[Collected data entries]
====================

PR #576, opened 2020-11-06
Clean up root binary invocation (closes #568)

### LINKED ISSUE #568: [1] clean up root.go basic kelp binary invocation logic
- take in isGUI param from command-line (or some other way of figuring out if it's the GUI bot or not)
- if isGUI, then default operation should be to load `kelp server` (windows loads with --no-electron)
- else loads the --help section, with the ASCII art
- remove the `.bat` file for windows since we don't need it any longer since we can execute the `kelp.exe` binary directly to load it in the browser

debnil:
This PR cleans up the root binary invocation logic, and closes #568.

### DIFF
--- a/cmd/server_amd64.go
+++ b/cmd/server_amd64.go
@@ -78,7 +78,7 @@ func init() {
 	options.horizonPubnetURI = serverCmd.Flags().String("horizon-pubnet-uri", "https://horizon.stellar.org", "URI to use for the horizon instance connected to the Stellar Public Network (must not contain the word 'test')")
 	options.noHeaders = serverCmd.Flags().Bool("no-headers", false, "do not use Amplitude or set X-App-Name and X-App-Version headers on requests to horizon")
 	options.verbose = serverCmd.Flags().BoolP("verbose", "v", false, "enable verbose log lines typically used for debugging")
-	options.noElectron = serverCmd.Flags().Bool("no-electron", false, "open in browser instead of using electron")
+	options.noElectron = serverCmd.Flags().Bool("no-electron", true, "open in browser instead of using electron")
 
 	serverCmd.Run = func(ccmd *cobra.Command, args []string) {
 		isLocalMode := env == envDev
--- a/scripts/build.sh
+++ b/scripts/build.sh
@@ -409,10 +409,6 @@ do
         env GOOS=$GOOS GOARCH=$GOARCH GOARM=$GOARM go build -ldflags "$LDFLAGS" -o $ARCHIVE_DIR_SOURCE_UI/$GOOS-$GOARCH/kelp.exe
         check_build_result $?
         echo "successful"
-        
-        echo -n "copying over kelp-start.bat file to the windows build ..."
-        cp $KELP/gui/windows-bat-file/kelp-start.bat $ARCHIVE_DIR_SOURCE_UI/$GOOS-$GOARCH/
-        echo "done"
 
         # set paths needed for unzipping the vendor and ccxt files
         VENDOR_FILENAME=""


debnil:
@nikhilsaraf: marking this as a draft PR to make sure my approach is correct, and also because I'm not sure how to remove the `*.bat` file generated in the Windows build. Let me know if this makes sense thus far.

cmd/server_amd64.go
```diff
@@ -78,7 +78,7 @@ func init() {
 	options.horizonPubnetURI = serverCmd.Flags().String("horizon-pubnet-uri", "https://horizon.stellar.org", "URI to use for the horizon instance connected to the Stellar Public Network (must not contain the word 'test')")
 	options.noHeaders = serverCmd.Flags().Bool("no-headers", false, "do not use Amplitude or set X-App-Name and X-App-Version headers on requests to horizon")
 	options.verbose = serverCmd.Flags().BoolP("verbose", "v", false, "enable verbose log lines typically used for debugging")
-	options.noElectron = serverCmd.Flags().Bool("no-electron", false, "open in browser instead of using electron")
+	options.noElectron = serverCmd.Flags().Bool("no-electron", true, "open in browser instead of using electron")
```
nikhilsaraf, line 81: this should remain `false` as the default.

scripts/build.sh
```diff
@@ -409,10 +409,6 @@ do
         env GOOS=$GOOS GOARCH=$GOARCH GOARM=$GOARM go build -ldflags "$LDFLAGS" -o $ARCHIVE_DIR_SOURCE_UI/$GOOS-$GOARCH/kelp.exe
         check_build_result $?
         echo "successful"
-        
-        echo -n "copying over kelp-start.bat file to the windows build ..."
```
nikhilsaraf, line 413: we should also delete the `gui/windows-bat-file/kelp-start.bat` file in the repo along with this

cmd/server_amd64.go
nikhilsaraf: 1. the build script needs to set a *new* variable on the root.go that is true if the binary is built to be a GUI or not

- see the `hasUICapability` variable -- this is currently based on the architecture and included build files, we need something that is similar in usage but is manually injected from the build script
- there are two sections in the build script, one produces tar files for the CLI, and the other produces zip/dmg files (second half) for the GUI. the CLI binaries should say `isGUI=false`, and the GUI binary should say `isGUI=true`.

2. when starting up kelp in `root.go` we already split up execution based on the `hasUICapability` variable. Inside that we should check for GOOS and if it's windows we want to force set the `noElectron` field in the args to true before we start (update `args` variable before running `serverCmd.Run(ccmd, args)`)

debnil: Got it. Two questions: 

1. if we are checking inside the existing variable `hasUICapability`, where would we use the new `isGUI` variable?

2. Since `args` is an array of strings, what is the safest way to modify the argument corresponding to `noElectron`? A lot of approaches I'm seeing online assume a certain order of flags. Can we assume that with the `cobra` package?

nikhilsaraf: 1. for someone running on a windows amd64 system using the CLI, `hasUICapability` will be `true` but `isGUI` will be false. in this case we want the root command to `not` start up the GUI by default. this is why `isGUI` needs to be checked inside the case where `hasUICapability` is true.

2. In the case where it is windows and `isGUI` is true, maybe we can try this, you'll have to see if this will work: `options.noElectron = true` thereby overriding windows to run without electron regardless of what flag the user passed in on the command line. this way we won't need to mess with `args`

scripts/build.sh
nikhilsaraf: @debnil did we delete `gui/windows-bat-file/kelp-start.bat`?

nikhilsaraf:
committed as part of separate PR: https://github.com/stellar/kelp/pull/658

====================

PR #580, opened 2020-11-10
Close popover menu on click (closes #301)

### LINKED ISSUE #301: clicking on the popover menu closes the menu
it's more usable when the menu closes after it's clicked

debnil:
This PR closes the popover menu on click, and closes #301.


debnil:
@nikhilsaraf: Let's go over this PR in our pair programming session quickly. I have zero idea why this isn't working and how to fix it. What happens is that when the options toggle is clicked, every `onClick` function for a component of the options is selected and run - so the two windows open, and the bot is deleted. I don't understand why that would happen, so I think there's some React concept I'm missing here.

====================

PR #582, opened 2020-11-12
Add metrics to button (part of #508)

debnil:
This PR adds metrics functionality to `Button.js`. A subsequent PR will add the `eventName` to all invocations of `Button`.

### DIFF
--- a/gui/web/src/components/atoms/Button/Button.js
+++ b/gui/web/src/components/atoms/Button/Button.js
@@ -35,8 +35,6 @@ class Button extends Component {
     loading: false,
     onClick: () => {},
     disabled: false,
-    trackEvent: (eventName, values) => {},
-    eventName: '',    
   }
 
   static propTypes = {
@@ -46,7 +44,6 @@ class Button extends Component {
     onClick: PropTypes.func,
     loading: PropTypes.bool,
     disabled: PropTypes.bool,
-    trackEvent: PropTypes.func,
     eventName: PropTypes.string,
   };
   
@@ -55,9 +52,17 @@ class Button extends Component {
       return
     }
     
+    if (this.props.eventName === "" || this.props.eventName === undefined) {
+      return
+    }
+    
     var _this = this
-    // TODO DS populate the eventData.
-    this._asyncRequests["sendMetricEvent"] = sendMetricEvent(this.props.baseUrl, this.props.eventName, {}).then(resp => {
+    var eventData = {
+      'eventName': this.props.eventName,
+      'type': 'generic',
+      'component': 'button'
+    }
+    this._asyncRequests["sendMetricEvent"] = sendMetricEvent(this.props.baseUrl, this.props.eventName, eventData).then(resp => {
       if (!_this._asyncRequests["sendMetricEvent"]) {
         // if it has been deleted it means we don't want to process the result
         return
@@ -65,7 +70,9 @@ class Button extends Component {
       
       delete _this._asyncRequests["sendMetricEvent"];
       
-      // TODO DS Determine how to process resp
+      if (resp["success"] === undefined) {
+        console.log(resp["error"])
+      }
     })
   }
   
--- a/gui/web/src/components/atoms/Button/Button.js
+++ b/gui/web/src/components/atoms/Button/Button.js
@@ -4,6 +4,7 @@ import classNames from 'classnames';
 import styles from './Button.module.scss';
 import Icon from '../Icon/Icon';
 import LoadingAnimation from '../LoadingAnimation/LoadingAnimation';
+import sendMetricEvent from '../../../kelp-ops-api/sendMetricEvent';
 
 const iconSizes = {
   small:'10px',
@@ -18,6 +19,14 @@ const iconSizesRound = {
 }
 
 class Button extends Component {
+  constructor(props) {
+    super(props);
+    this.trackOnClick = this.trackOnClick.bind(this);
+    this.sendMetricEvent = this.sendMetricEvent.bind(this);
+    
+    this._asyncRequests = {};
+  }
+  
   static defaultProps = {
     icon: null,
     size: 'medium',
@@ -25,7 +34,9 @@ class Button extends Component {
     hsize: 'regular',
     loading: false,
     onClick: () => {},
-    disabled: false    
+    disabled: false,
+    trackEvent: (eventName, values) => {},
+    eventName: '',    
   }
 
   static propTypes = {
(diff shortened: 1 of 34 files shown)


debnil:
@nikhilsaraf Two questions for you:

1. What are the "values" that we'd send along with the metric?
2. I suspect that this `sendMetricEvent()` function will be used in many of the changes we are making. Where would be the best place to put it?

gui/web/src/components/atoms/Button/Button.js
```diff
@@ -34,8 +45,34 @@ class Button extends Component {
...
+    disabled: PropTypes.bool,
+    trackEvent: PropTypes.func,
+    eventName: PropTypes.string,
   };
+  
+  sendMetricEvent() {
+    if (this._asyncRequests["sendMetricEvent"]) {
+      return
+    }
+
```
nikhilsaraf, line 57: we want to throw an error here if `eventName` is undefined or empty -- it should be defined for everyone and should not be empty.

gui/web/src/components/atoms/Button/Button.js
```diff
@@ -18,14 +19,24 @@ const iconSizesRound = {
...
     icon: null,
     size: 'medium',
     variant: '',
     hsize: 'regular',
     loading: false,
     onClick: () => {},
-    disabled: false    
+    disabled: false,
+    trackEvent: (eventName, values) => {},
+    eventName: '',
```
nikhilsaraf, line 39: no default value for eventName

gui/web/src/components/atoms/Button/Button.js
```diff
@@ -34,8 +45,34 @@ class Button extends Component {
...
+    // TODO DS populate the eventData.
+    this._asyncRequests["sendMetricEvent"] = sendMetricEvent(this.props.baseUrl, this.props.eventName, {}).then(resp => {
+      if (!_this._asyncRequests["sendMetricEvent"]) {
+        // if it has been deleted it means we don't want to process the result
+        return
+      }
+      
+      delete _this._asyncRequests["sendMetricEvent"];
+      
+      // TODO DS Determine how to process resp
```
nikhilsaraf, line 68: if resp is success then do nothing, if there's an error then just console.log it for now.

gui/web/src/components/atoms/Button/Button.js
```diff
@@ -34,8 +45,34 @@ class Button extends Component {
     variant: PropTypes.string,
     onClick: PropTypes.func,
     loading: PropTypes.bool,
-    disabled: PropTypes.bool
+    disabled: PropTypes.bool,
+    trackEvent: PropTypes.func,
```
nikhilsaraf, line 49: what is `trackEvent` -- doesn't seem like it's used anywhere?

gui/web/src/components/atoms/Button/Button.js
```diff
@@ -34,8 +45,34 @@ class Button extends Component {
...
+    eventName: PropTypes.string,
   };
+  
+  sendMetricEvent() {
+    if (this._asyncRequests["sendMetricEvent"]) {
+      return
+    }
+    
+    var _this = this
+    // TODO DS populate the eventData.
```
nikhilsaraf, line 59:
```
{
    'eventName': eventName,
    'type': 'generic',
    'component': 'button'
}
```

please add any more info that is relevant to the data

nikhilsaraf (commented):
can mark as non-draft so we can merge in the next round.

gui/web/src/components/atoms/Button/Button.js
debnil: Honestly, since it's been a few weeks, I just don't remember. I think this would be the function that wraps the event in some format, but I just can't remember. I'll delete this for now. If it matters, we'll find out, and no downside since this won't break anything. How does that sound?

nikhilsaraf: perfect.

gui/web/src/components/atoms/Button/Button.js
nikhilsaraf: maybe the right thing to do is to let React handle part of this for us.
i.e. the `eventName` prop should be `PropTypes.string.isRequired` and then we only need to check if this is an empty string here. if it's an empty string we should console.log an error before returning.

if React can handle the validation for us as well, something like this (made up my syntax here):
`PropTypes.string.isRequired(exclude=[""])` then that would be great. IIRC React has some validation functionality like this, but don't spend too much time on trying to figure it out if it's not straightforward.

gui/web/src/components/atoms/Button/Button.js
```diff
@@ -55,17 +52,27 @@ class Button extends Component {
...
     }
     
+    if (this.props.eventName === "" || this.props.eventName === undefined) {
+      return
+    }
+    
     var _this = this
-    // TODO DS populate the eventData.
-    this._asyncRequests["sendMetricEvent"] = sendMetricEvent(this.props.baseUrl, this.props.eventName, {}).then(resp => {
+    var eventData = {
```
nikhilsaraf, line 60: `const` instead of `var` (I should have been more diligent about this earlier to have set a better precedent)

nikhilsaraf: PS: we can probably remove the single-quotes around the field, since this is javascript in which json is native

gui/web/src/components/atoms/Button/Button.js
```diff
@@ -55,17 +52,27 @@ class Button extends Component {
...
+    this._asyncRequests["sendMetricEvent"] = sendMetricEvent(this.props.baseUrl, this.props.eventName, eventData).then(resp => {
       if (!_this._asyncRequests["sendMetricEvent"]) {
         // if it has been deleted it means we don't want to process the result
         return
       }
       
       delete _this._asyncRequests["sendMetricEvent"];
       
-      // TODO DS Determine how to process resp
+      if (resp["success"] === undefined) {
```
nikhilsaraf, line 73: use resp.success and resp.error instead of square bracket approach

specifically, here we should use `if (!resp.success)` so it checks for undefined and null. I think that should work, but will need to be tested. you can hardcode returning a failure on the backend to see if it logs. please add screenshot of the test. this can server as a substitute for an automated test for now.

====================

What you need to do: Return only the number of lines in the records above that include the string "ISSUE".

The completed task: 2